** REQUIRED ACTION **
Write the data out again exactly and in full.

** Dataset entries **
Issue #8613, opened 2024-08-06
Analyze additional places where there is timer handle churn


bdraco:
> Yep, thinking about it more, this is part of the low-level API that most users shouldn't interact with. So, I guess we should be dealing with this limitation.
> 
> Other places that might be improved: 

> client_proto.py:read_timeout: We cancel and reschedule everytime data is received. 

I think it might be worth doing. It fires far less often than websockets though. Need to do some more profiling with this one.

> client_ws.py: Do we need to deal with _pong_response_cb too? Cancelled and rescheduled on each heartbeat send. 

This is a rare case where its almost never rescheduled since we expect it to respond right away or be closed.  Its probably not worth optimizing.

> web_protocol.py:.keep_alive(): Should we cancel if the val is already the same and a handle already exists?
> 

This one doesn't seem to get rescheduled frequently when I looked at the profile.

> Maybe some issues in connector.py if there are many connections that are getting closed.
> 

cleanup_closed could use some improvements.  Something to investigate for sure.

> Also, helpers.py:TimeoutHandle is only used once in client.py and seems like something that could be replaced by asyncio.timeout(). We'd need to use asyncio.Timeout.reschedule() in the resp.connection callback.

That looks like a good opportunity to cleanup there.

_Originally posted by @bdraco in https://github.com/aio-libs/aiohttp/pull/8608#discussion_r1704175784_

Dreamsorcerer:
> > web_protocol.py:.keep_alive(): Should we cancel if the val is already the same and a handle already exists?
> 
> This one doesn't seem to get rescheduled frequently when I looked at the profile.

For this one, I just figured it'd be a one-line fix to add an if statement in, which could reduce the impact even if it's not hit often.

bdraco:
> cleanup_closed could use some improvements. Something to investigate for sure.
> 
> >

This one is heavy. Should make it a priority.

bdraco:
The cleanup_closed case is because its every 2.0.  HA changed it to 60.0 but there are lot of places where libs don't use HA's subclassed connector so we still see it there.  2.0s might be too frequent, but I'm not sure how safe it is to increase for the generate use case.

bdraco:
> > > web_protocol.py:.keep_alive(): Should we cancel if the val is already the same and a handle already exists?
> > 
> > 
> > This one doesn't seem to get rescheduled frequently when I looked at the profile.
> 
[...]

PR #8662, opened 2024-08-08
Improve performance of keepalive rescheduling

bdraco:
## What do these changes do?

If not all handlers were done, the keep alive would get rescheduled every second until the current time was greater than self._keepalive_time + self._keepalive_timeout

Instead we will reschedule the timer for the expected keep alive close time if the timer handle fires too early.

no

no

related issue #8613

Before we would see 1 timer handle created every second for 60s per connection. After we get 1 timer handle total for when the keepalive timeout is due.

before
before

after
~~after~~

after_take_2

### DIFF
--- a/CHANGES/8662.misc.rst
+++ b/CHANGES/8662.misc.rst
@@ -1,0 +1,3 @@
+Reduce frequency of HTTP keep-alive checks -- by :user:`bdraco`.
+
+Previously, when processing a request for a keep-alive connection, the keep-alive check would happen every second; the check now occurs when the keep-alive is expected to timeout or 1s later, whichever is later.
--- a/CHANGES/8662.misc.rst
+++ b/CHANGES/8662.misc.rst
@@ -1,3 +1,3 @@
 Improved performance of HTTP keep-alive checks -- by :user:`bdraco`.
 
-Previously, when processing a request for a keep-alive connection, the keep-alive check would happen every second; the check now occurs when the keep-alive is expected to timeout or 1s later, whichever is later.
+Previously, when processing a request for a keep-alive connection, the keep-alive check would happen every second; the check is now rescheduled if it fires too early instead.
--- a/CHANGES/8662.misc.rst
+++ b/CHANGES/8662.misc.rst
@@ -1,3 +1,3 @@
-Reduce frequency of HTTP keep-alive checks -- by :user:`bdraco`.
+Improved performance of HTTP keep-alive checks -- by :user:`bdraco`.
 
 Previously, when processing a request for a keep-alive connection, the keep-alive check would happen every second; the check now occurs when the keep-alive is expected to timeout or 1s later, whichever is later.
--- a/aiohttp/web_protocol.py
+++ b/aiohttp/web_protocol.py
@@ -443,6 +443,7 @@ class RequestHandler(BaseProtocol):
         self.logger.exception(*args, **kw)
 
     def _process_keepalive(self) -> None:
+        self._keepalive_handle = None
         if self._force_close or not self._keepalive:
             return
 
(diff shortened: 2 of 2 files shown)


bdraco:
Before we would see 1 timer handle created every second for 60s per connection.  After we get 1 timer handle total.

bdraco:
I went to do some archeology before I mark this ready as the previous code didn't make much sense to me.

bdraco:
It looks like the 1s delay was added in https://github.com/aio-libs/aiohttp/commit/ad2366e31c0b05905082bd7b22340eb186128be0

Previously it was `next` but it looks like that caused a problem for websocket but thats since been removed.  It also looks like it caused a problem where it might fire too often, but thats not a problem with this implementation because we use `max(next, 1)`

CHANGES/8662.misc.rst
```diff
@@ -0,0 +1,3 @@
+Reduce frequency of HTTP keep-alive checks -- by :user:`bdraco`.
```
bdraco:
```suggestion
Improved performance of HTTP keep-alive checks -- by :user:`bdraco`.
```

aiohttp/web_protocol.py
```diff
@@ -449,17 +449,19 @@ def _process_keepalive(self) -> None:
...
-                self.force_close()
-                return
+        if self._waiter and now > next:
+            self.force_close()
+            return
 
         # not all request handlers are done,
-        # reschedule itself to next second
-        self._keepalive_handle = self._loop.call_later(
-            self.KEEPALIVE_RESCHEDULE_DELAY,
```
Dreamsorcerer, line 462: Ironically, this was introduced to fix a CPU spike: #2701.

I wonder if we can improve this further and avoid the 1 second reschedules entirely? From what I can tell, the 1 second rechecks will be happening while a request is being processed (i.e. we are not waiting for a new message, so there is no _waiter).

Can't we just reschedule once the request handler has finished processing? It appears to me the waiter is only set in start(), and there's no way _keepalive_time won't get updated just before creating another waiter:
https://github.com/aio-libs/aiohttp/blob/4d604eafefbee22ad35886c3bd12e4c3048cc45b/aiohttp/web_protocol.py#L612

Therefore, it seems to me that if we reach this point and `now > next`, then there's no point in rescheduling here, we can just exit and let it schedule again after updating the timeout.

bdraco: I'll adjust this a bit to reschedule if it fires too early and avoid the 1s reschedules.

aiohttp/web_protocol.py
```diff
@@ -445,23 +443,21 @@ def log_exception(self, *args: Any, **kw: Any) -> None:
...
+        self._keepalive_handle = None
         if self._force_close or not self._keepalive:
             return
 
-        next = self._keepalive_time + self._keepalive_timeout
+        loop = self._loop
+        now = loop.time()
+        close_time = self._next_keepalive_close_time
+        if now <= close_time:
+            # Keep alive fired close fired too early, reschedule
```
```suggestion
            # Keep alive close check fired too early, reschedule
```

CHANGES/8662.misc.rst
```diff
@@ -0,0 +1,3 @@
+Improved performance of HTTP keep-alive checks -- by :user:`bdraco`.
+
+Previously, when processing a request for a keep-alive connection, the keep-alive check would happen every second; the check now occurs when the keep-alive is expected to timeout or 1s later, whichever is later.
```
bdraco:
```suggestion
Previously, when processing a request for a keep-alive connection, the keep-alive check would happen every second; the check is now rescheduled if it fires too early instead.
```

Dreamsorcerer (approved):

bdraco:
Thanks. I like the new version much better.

** ANSWER TO THE PROBLEM **
Issue #8613, opened 2024-08-06
Analyze additional places where there is timer handle churn


bdraco:
> Yep, thinking about it more, this is part of the low-level API that most users shouldn't interact with. So, I guess we should be dealing with this limitation.
> 
> Other places that might be improved: 

> client_proto.py:read_timeout: We cancel and reschedule everytime data is received. 

I think it might be worth doing. It fires far less often than websockets though. Need to do some more profiling with this one.

> client_ws.py: Do we need to deal with _pong_response_cb too? Cancelled and rescheduled on each heartbeat send. 

This is a rare case where its almost never rescheduled since we expect it to respond right away or be closed.  Its probably not worth optimizing.

> web_protocol.py:.keep_alive(): Should we cancel if the val is already the same and a handle already exists?
> 

This one doesn't seem to get rescheduled frequently when I looked at the profile.

> Maybe some issues in connector.py if there are many connections that are getting closed.
> 

cleanup_closed could use some improvements.  Something to investigate for sure.

> Also, helpers.py:TimeoutHandle is only used once in client.py and seems like something that could be replaced by asyncio.timeout(). We'd need to use asyncio.Timeout.reschedule() in the resp.connection callback.

That looks like a good opportunity to cleanup there.

_Originally posted by @bdraco in https://github.com/aio-libs/aiohttp/pull/8608#discussion_r1704175784_

Dreamsorcerer:
> > web_protocol.py:.keep_alive(): Should we cancel if the val is already the same and a handle already exists?
> 
> This one doesn't seem to get rescheduled frequently when I looked at the profile.

For this one, I just figured it'd be a one-line fix to add an if statement in, which could reduce the impact even if it's not hit often.

bdraco:
> cleanup_closed could use some improvements. Something to investigate for sure.
> 
> >

This one is heavy. Should make it a priority.

bdraco:
The cleanup_closed case is because its every 2.0.  HA changed it to 60.0 but there are lot of places where libs don't use HA's subclassed connector so we still see it there.  2.0s might be too frequent, but I'm not sure how safe it is to increase for the generate use case.

bdraco:
> > > web_protocol.py:.keep_alive(): Should we cancel if the val is already the same and a handle already exists?
> > 
> > 
> > This one doesn't seem to get rescheduled frequently when I looked at the profile.
> 
[...]

PR #8662, opened 2024-08-08
Improve performance of keepalive rescheduling

bdraco:
## What do these changes do?

If not all handlers were done, the keep alive would get rescheduled every second until the current time was greater than self._keepalive_time + self._keepalive_timeout

Instead we will reschedule the timer for the expected keep alive close time if the timer handle fires too early.

no

no

related issue #8613

Before we would see 1 timer handle created every second for 60s per connection. After we get 1 timer handle total for when the keepalive timeout is due.

before
before

after
~~after~~

after_take_2

### DIFF
--- a/CHANGES/8662.misc.rst
+++ b/CHANGES/8662.misc.rst
@@ -1,0 +1,3 @@
+Reduce frequency of HTTP keep-alive checks -- by :user:`bdraco`.
+
+Previously, when processing a request for a keep-alive connection, the keep-alive check would happen every second; the check now occurs when the keep-alive is expected to timeout or 1s later, whichever is later.
--- a/CHANGES/8662.misc.rst
+++ b/CHANGES/8662.misc.rst
@@ -1,3 +1,3 @@
 Improved performance of HTTP keep-alive checks -- by :user:`bdraco`.
 
-Previously, when processing a request for a keep-alive connection, the keep-alive check would happen every second; the check now occurs when the keep-alive is expected to timeout or 1s later, whichever is later.
+Previously, when processing a request for a keep-alive connection, the keep-alive check would happen every second; the check is now rescheduled if it fires too early instead.
--- a/CHANGES/8662.misc.rst
+++ b/CHANGES/8662.misc.rst
@@ -1,3 +1,3 @@
-Reduce frequency of HTTP keep-alive checks -- by :user:`bdraco`.
+Improved performance of HTTP keep-alive checks -- by :user:`bdraco`.
 
 Previously, when processing a request for a keep-alive connection, the keep-alive check would happen every second; the check now occurs when the keep-alive is expected to timeout or 1s later, whichever is later.
--- a/aiohttp/web_protocol.py
+++ b/aiohttp/web_protocol.py
@@ -443,6 +443,7 @@ class RequestHandler(BaseProtocol):
         self.logger.exception(*args, **kw)
 
     def _process_keepalive(self) -> None:
+        self._keepalive_handle = None
         if self._force_close or not self._keepalive:
             return
 
(diff shortened: 2 of 2 files shown)


bdraco:
Before we would see 1 timer handle created every second for 60s per connection.  After we get 1 timer handle total.

bdraco:
I went to do some archeology before I mark this ready as the previous code didn't make much sense to me.

bdraco:
It looks like the 1s delay was added in https://github.com/aio-libs/aiohttp/commit/ad2366e31c0b05905082bd7b22340eb186128be0

Previously it was `next` but it looks like that caused a problem for websocket but thats since been removed.  It also looks like it caused a problem where it might fire too often, but thats not a problem with this implementation because we use `max(next, 1)`

CHANGES/8662.misc.rst
```diff
@@ -0,0 +1,3 @@
+Reduce frequency of HTTP keep-alive checks -- by :user:`bdraco`.
```
bdraco:
```suggestion
Improved performance of HTTP keep-alive checks -- by :user:`bdraco`.
```

aiohttp/web_protocol.py
```diff
@@ -449,17 +449,19 @@ def _process_keepalive(self) -> None:
...
-                self.force_close()
-                return
+        if self._waiter and now > next:
+            self.force_close()
+            return
 
         # not all request handlers are done,
-        # reschedule itself to next second
-        self._keepalive_handle = self._loop.call_later(
-            self.KEEPALIVE_RESCHEDULE_DELAY,
```
Dreamsorcerer, line 462: Ironically, this was introduced to fix a CPU spike: #2701.

I wonder if we can improve this further and avoid the 1 second reschedules entirely? From what I can tell, the 1 second rechecks will be happening while a request is being processed (i.e. we are not waiting for a new message, so there is no _waiter).

Can't we just reschedule once the request handler has finished processing? It appears to me the waiter is only set in start(), and there's no way _keepalive_time won't get updated just before creating another waiter:
https://github.com/aio-libs/aiohttp/blob/4d604eafefbee22ad35886c3bd12e4c3048cc45b/aiohttp/web_protocol.py#L612

Therefore, it seems to me that if we reach this point and `now > next`, then there's no point in rescheduling here, we can just exit and let it schedule again after updating the timeout.

bdraco: I'll adjust this a bit to reschedule if it fires too early and avoid the 1s reschedules.

aiohttp/web_protocol.py
```diff
@@ -445,23 +443,21 @@ def log_exception(self, *args: Any, **kw: Any) -> None:
...
+        self._keepalive_handle = None
         if self._force_close or not self._keepalive:
             return
 
-        next = self._keepalive_time + self._keepalive_timeout
+        loop = self._loop
+        now = loop.time()
+        close_time = self._next_keepalive_close_time
+        if now <= close_time:
+            # Keep alive fired close fired too early, reschedule
```
```suggestion
            # Keep alive close check fired too early, reschedule
```

CHANGES/8662.misc.rst
```diff
@@ -0,0 +1,3 @@
+Improved performance of HTTP keep-alive checks -- by :user:`bdraco`.
+
+Previously, when processing a request for a keep-alive connection, the keep-alive check would happen every second; the check now occurs when the keep-alive is expected to timeout or 1s later, whichever is later.
```
bdraco:
```suggestion
Previously, when processing a request for a keep-alive connection, the keep-alive check would happen every second; the check is now rescheduled if it fires too early instead.
```

Dreamsorcerer (approved):

bdraco:
Thanks. I like the new version much better.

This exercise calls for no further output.